Herein, we report an account of the synthesis, structural characterization and DNA binding study of cadmium(II) complexes of two carboxamide derivatives (L) formulated as [Cd(L )₄](ClO₄ )₂ (1), [Cd(L)₂(ONO₂ )₂] (2), where L = L ¹ = N-(furan-2-ylmethyl)-2-pyridinecarboxamide or L = L ² = N-(thiophen-2-ylmethyl)-2-pyridinecarboxamide. The binding constants K_b of these complexes with DNA have been obtained from UV-Vis spectra and the quenching constants K_sv were determined from fluorescence displacement experiments using ethidium bromide (EB) as spectral probe. The binding affinity of these complexes with calf-thymus-DNA has also been studied by using viscosity measurements.

2 Experimental

2.1 Materials and Physical measurements

The chemicals and reagents used for the synthesis were obtained from commercial sources. Solvents were distilled from an appropriate drying agent. Calf thymus-DNA (Bangalore Genie, India) and ethidium bromide (Sigma) were used as received. All other chemicals and solvents were of analytical grade. The elemental (C, H, N) analyses were performed on a Perkin Elmer model 2400 elemental analyzer. IR spectra and ¹H NMR spectra of complexes were recorded on a Perkin Elmer FTIR model RX1 spectrometer (KBr disc, 4000–400 cm⁻¹) and on a Bruker Avance DPX 500 MHz spectrometer using DMSO-d₆ as solvent, respectively. The solution electrical conductivity was measured using Systronics 304 digital conductivity meter with a solution concentration of ca.10 ⁻³ mol dm ⁻³. The electronic absorption spectra were recorded on a JASCO UV-Vis/NIR spectrophotometer model V-570. The fluorescence spectra of the complexes bound to DNA were recorded with an excitation wavelength of 522 nm by using the Hitachi-4500 fluorimeter.

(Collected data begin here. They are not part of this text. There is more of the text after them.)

PR #1108, opened 2017-06-16
There is a mistake in the kubectl delete line.

dorongrinstein:
I am correcting the instruction to delete to newly created service. It was kubectl delete deploy/simple-service svc/simple-service but it needs to be kubectl delete deploy/simple-deployment svc/simple-service


robszumski:
ok to test

kans:
Tests failed because we hit a resource limit on AWS.

Issue #904, opened 2017-05-26
installer: submit GA events per page


robszumski:
Feature request:

Right now platforms share some URLs and not others, which makes it hard to construct a funnel between pages. Let's add an event on each "next" click with:

category: metal, aws, etc
label: next on `pagetitle`
action: click

robszumski:
Going to re-open this, I had added `next on <pagetitle>` but Github stripped out the page title part because it looked like an HTML tag. Updated above.

Can we update to send the page title?

Quentin-M:
Addressed by #1110!

PR #1110, opened 2017-06-16
frontend: Updates GA events to have send value as 'platformType version'

amrutac:


amrutac:
Based on a discussion with @robszumski and addresses https://github.com/coreos/tectonic-installer/issues/904

installer/frontend/components/base.jsx
```diff
@@ -16,11 +16,12 @@ import { Header } from './header';
 import { Footer } from './footer';
 
 const downloadState = (state) => {
+  console.log('state', state);
   const toSave = savable(state);
   const saved = JSON.stringify(toSave, null, 2);
   const stateBlob = new Blob([saved], {type: 'application/json'});
   saveAs(stateBlob, 'tectonic.progress');
-  TectonicGA.sendEvent('Installer Link', 'click', 'User downloads progress file');
+  TectonicGA.sendEvent('Installer Link', 'click', 'User downloads progress file', state.clusterConfig.platformType);
```
kans: This should use PLATFORM_TYPE.

installer/frontend/components/success.jsx
```diff
@@ -14,11 +14,11 @@ const stateToProps = ({cluster, clusterConfig}) => {
     const domain = _.get(clusterConfig, ['extra', AWS_HOSTED_ZONE_ID, 'zoneToName', hostedZoneID]);
     tectonicConsole = clusterConfig[CLUSTER_SUBDOMAIN] + (clusterConfig[CLUSTER_SUBDOMAIN].endsWith('.') ? '' : '.') + domain;
   }
-  return {tectonicConsole};
+  return {tectonicConsole, platformType: clusterConfig.platformType};
```
kans: This guy should also use the `const`.

installer/frontend/components/base.jsx
```diff
@@ -16,11 +16,12 @@ import { Header } from './header';
 import { Footer } from './footer';
 
 const downloadState = (state) => {
+  console.log('state', state);
```
kans: Some debugging code?

kans:
This should pass tests if you rebase on master.

Quentin-M:
Are we good here? 👍

installer/frontend/tectonic-ga.js
```diff
@@ -44,8 +44,13 @@ export const TectonicGA = {
...
   },
 
-  sendEvent: (category, action, label, value) => {
-    send({ type: 'event', category, action, label, value});
+  sendEvent: (category, action, label, value = "") => {
+    send({
+      type: 'event',
+      category, action,
+      label,
+      value: `${value} ${GIT_TAG}`,
```
ggreer: Is this what we actually want? It seems like it'd make it harder to carve-up things in GA. I'm no expert though.

robszumski: @ggreer the tool where we consume this can do fancy string manipulation and regex searches so we can break this out. The problem is that we only have a few things that we report back, so we have to stuff both of these in here.

Quentin-M:
Thanks!

PR #1123, opened 2017-06-19
platforms: add vagrant platform

AlexNPavel:
Container Linux version 1451 and above will support ignition
for vagrant+virtualbox. This will add initial support for it via a
Vagrantfile that can bring up tectonic given the right ignition
configs.

This obviously still requires a lot of work, but vagrant+virtualbox support would be a very nice feature for tectonic, especially for demos. This Vagrantfile is what we will be using for this new platform. The ignition configs need to be written to config-controller.ign and config-worker.ign before the machine is started. For sshing in, the vagrant insecure key will be used for now (and there are multiple ways to do that; for instance, vagrant supports ssh based provisioning by adding a few lines to the Vagrantfile).

This requires Container Linux version 1451, which is the next alpha and has not been released as of the time of writing this PR. It also requires the vagrant-ignition plugin. Both will be released at the end of the week. If any Coreos want to start working or testing this, you can stop by the OS office and I can provide you with a testing box with the new ignition support and the required plugin.

### DIFF
--- a/platforms/vagrant/Vagrantfile
+++ b/platforms/vagrant/Vagrantfile
@@ -1,0 +1,116 @@
+# -*- mode: ruby -*-
+# # vi: set ft=ruby :
+
+require 'fileutils'
+require 'open-uri'
+require 'tempfile'
+require 'yaml'
+
+Vagrant.require_version ">= 1.6.0"
+
+# Make sure the vagrant-ignition plugin is installed
+required_plugins = %w(vagrant-ignition)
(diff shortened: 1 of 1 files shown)


alexsomesan:
This looks like an early version of what eventually became the Sandbox project.
However, integrating the sandbox into the the installer is still a topic of interest and should be further explored when capacity allows.

I'm going to close this now as it's not relevant anymore in this form.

2.2 Synthesis of ligands L ¹ and L ²

The organic ligands N-(furan-2-ylmethyl)-2-pyridinecarboxamide (L ¹) and N-(thiophen-2-ylmethyl)-2-pyridine-carboxamide (L ²) have been prepared as previously reported and duly characterised by single crystal X-ray crystallography.[17]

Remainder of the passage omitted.